SOURCE DATA START

PR #155, opened 2019-04-30
WIP Add support to read multiline files as a single row

frankgh:
Introduce support for reading multiline files as a single row in GPBD using PXF. Each file represents a single row in the database. You can create a external table like this:

```
CREATE EXTERNAL TABLE ext_json (
  json_email_msg json
)
LOCATION('pxf://some-location/file.json?PROFILE=gs:text&SERVER=google&FILE_AS_ROW=true')
FORMAT 'CSV';
```
And you can use GPDB's JSON to query data like this:

```
    SELECT  
       ext_json_blob->>'someKey' AS key,
       ext_json_blob->>'someText' AS someText,
       ext_json_blob->>'name' AS name,
       ext_json_blob->>'lastname' AS lastname,
       ext_json_blob->>'address' AS address,
       ext_json_blob->>'phone' as phone
   FROM ext_json;

```

### DIFF
--- a/server/pxf-hdfs/src/main/java/org/greenplum/pxf/plugins/hdfs/HdfsSplittableDataAccessor.java
+++ b/server/pxf-hdfs/src/main/java/org/greenplum/pxf/plugins/hdfs/HdfsSplittableDataAccessor.java
@@ -164,18 +164,11 @@ public abstract class HdfsSplittableDataAccessor extends BasePlugin implements A
             }
         }
 
-        if (data instanceof Text) {
-            if (fileAsRow) {
-                // When fileAsRow is true, we need to return a quoted
-                // string, and we need to escape quotes for a valid
-                // multiline CSV to be interpreted by GPDB
-                escapeCSV((Text) data);
-            }
-
-            if (!fileAsRow || reader.getProgress() != 1.0F) {
-                // Add a new line to the end of the row
-                ((Text) data).set(data.toString() + "\n");
-            }
+        if (fileAsRow && data instanceof Text) {
+            // When fileAsRow is true, we need to return a quoted
+            // string, and we need to escape quotes for a valid
+            // multiline CSV to be interpreted by GPDB
+            escapeCSV((Text) data);
         }
 
         /*
--- a/server/pxf-hdfs/src/main/java/org/greenplum/pxf/plugins/hdfs/HdfsSplittableDataAccessor.java
+++ b/server/pxf-hdfs/src/main/java/org/greenplum/pxf/plugins/hdfs/HdfsSplittableDataAccessor.java
@@ -20,6 +20,8 @@ package org.greenplum.pxf.plugins.hdfs;
  */
 
 
+import org.apache.commons.lang.StringUtils;
+import org.apache.hadoop.io.Text;
 import org.apache.hadoop.mapred.FileSplit;
 import org.apache.hadoop.mapred.InputFormat;
 import org.apache.hadoop.mapred.InputSplit;
@@ -47,7 +49,9 @@ public abstract class HdfsSplittableDataAccessor extends BasePlugin implements A
     protected InputFormat<?, ?> inputFormat;
     protected JobConf jobConf;
     protected Object key, data;
-    protected HcfsType hcfsType;
+    protected boolean isFileBlob;
+    private boolean firstLine, lastLine;
+    HcfsType hcfsType;
 
     private ListIterator<InputSplit> iter;
 
@@ -64,6 +68,9 @@ public abstract class HdfsSplittableDataAccessor extends BasePlugin implements A
     public void initialize(RequestContext requestContext) {
         super.initialize(requestContext);
 
+        // true if the files are read as a single blob, false otherwise
+        isFileBlob = StringUtils.equalsIgnoreCase("true", context.getOption("BLOB"));
+
         // variable required for the splits iteration logic
         jobConf = new JobConf(configuration, HdfsSplittableDataAccessor.class);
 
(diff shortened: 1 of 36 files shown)


server/pxf-hdfs/src/main/java/org/greenplum/pxf/plugins/hdfs/HdfsSplittableDataAccessor.java
```diff
@@ -64,6 +68,9 @@ protected HdfsSplittableDataAccessor(InputFormat<?, ?> inFormat) {
     public void initialize(RequestContext requestContext) {
         super.initialize(requestContext);
 
+        // true if the files are read as a single blob, false otherwise
+        isFileBlob = StringUtils.equalsIgnoreCase("true", context.getOption("BLOB"));
```
denalex: not sure `BLOB` is the best option name we can come up with, in ORCL BLOB==BinaryLargeOBject. Maybe `FILE_AS_ROW` ?

server/pxf-hdfs/src/main/java/org/greenplum/pxf/plugins/hdfs/HdfsSplittableDataAccessor.java
```diff
@@ -128,21 +136,34 @@ protected boolean getNextSplit() throws IOException {
...
+            if (!hasMoreSplits ||
+                    !reader.next(key, data)) { // read the first record of the new split
+                lastLine = true;
+                // for file blobs return a quote, otherwise return null
+                return isFileBlob ? new OneRow(null, "\"") : null;
             }
         }
 
+        if (isFileBlob && data instanceof Text) {
+            data = new Text(data.toString().replaceAll("\"", "\"\""));
```
denalex: can we avoid creating a new Text object here, instead try to operate on the data within by either `data.setValue(data.getValue().transform())` or by defining a method on `Text` object ?

denalex: would be nice to explain why we are turning single quotes into double quotes here.

server/pxf-hdfs/src/main/java/org/greenplum/pxf/plugins/hdfs/HdfsSplittableDataAccessor.java
```diff
@@ -128,21 +136,34 @@ protected boolean getNextSplit() throws IOException {
...
+        if (isFileBlob && firstLine) {
+            firstLine = false;
+            return new OneRow(null, "\"");
+        }
+
+        if (isFileBlob && lastLine) {
+            // return null after the last line
+            return null;
+        }
+
```
denalex: this is only applicable to blobs, so maybe roll into 1 top-level if:
```suggestion
if (isFileBlob) {
    if (firstLine) {
            firstLine = false;
            return new OneRow(null, "\"");
    }
    if (lastLine) {
            // return null after the last line
            return null;
    }
}
```

server/pxf-hdfs/src/main/java/org/greenplum/pxf/plugins/hdfs/HdfsSplittableDataAccessor.java
frankgh: agreed. BLOB was just a placeholder for the moment. Thanks for the suggestion

server/pxf-hdfs/src/main/java/org/greenplum/pxf/plugins/hdfs/HdfsSplittableDataAccessor.java
frankgh: makes sense

server/pxf-hdfs/src/main/java/org/greenplum/pxf/plugins/hdfs/HdfsSplittableDataAccessor.java
frankgh: This is `org.apache.hadoop.io.Text` object. Not sure what would be the best approach to add a method, maybe a wrapper class?

server/pxf-hdfs/src/main/java/org/greenplum/pxf/plugins/hdfs/HdfsSplittableDataAccessor.java
frankgh: done

server/pxf-service/src/main/java/org/greenplum/pxf/service/BridgeOutputBuilder.java
```diff
@@ -281,7 +281,7 @@ void fillText(List<OneField> recFields) throws BadRecordException {
             }
         } else { // from QuotedLineBreakAccessor
             String textRec = (String) val;
-            output = new Text(textRec + "\n");
+            output = new Text(textRec);
```
frankgh: I decided to remove the line break from the BridgeOutputBuilder, because the Bridge should not be concerned about adding line breaks, or having to deal with line breaks

server/pxf-hdfs/src/main/java/org/greenplum/pxf/plugins/hdfs/HdfsSplittableDataAccessor.java
```diff
@@ -152,6 +180,14 @@ public OneRow readNextObject() throws IOException {
         return new OneRow(key, data);
     }
 
+    /**
+     * Returns a escaped CSV Text
+     * @param data the original data
+     */
+    private void escapeCSV(Text data) {
```
shivzone: Can we instead use StringEscapeUtils.escapeCsv

shivzone:
The concern i have is the splits that we can get from hdfs come with specific offsets. Will there be a scenario where a file is broken into two different splits and which might mess up this logic

frankgh:
Closing in favor of https://github.com/greenplum-db/pxf/pull/158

SOURCE DATA END

■ PROBLEM TO SOLVE
Word for word, repeat the records above.

■ SOLUTION FOR THIS TASK
PR #155, opened 2019-04-30
WIP Add support to read multiline files as a single row

frankgh:
Introduce support for reading multiline files as a single row in GPBD using PXF. Each file represents a single row in the database. You can create a external table like this:

```
CREATE EXTERNAL TABLE ext_json (
  json_email_msg json
)
LOCATION('pxf://some-location/file.json?PROFILE=gs:text&SERVER=google&FILE_AS_ROW=true')
FORMAT 'CSV';
```
And you can use GPDB's JSON to query data like this:

```
    SELECT  
       ext_json_blob->>'someKey' AS key,
       ext_json_blob->>'someText' AS someText,
       ext_json_blob->>'name' AS name,
       ext_json_blob->>'lastname' AS lastname,
       ext_json_blob->>'address' AS address,
       ext_json_blob->>'phone' as phone
   FROM ext_json;

```

### DIFF
--- a/server/pxf-hdfs/src/main/java/org/greenplum/pxf/plugins/hdfs/HdfsSplittableDataAccessor.java
+++ b/server/pxf-hdfs/src/main/java/org/greenplum/pxf/plugins/hdfs/HdfsSplittableDataAccessor.java
@@ -164,18 +164,11 @@ public abstract class HdfsSplittableDataAccessor extends BasePlugin implements A
             }
         }
 
-        if (data instanceof Text) {
-            if (fileAsRow) {
-                // When fileAsRow is true, we need to return a quoted
-                // string, and we need to escape quotes for a valid
-                // multiline CSV to be interpreted by GPDB
-                escapeCSV((Text) data);
-            }
-
-            if (!fileAsRow || reader.getProgress() != 1.0F) {
-                // Add a new line to the end of the row
-                ((Text) data).set(data.toString() + "\n");
-            }
+        if (fileAsRow && data instanceof Text) {
+            // When fileAsRow is true, we need to return a quoted
+            // string, and we need to escape quotes for a valid
+            // multiline CSV to be interpreted by GPDB
+            escapeCSV((Text) data);
         }
 
         /*
--- a/server/pxf-hdfs/src/main/java/org/greenplum/pxf/plugins/hdfs/HdfsSplittableDataAccessor.java
+++ b/server/pxf-hdfs/src/main/java/org/greenplum/pxf/plugins/hdfs/HdfsSplittableDataAccessor.java
@@ -20,6 +20,8 @@ package org.greenplum.pxf.plugins.hdfs;
  */
 
 
+import org.apache.commons.lang.StringUtils;
+import org.apache.hadoop.io.Text;
 import org.apache.hadoop.mapred.FileSplit;
 import org.apache.hadoop.mapred.InputFormat;
 import org.apache.hadoop.mapred.InputSplit;
@@ -47,7 +49,9 @@ public abstract class HdfsSplittableDataAccessor extends BasePlugin implements A
     protected InputFormat<?, ?> inputFormat;
     protected JobConf jobConf;
     protected Object key, data;
-    protected HcfsType hcfsType;
+    protected boolean isFileBlob;
+    private boolean firstLine, lastLine;
+    HcfsType hcfsType;
 
     private ListIterator<InputSplit> iter;
 
@@ -64,6 +68,9 @@ public abstract class HdfsSplittableDataAccessor extends BasePlugin implements A
     public void initialize(RequestContext requestContext) {
         super.initialize(requestContext);
 
+        // true if the files are read as a single blob, false otherwise
+        isFileBlob = StringUtils.equalsIgnoreCase("true", context.getOption("BLOB"));
+
         // variable required for the splits iteration logic
         jobConf = new JobConf(configuration, HdfsSplittableDataAccessor.class);
 
(diff shortened: 1 of 36 files shown)


server/pxf-hdfs/src/main/java/org/greenplum/pxf/plugins/hdfs/HdfsSplittableDataAccessor.java
```diff
@@ -64,6 +68,9 @@ protected HdfsSplittableDataAccessor(InputFormat<?, ?> inFormat) {
     public void initialize(RequestContext requestContext) {
         super.initialize(requestContext);
 
+        // true if the files are read as a single blob, false otherwise
+        isFileBlob = StringUtils.equalsIgnoreCase("true", context.getOption("BLOB"));
```
denalex: not sure `BLOB` is the best option name we can come up with, in ORCL BLOB==BinaryLargeOBject. Maybe `FILE_AS_ROW` ?

server/pxf-hdfs/src/main/java/org/greenplum/pxf/plugins/hdfs/HdfsSplittableDataAccessor.java
```diff
@@ -128,21 +136,34 @@ protected boolean getNextSplit() throws IOException {
...
+            if (!hasMoreSplits ||
+                    !reader.next(key, data)) { // read the first record of the new split
+                lastLine = true;
+                // for file blobs return a quote, otherwise return null
+                return isFileBlob ? new OneRow(null, "\"") : null;
             }
         }
 
+        if (isFileBlob && data instanceof Text) {
+            data = new Text(data.toString().replaceAll("\"", "\"\""));
```
denalex: can we avoid creating a new Text object here, instead try to operate on the data within by either `data.setValue(data.getValue().transform())` or by defining a method on `Text` object ?

denalex: would be nice to explain why we are turning single quotes into double quotes here.

server/pxf-hdfs/src/main/java/org/greenplum/pxf/plugins/hdfs/HdfsSplittableDataAccessor.java
```diff
@@ -128,21 +136,34 @@ protected boolean getNextSplit() throws IOException {
...
+        if (isFileBlob && firstLine) {
+            firstLine = false;
+            return new OneRow(null, "\"");
+        }
+
+        if (isFileBlob && lastLine) {
+            // return null after the last line
+            return null;
+        }
+
```
denalex: this is only applicable to blobs, so maybe roll into 1 top-level if:
```suggestion
if (isFileBlob) {
    if (firstLine) {
            firstLine = false;
            return new OneRow(null, "\"");
    }
    if (lastLine) {
            // return null after the last line
            return null;
    }
}
```

server/pxf-hdfs/src/main/java/org/greenplum/pxf/plugins/hdfs/HdfsSplittableDataAccessor.java
frankgh: agreed. BLOB was just a placeholder for the moment. Thanks for the suggestion

server/pxf-hdfs/src/main/java/org/greenplum/pxf/plugins/hdfs/HdfsSplittableDataAccessor.java
frankgh: makes sense

server/pxf-hdfs/src/main/java/org/greenplum/pxf/plugins/hdfs/HdfsSplittableDataAccessor.java
frankgh: This is `org.apache.hadoop.io.Text` object. Not sure what would be the best approach to add a method, maybe a wrapper class?

server/pxf-hdfs/src/main/java/org/greenplum/pxf/plugins/hdfs/HdfsSplittableDataAccessor.java
frankgh: done

server/pxf-service/src/main/java/org/greenplum/pxf/service/BridgeOutputBuilder.java
```diff
@@ -281,7 +281,7 @@ void fillText(List<OneField> recFields) throws BadRecordException {
             }
         } else { // from QuotedLineBreakAccessor
             String textRec = (String) val;
-            output = new Text(textRec + "\n");
+            output = new Text(textRec);
```
frankgh: I decided to remove the line break from the BridgeOutputBuilder, because the Bridge should not be concerned about adding line breaks, or having to deal with line breaks

server/pxf-hdfs/src/main/java/org/greenplum/pxf/plugins/hdfs/HdfsSplittableDataAccessor.java
```diff
@@ -152,6 +180,14 @@ public OneRow readNextObject() throws IOException {
         return new OneRow(key, data);
     }
 
+    /**
+     * Returns a escaped CSV Text
+     * @param data the original data
+     */
+    private void escapeCSV(Text data) {
```
shivzone: Can we instead use StringEscapeUtils.escapeCsv

shivzone:
The concern i have is the splits that we can get from hdfs come with specific offsets. Will there be a scenario where a file is broken into two different splits and which might mess up this logic

frankgh:
Closing in favor of https://github.com/greenplum-db/pxf/pull/158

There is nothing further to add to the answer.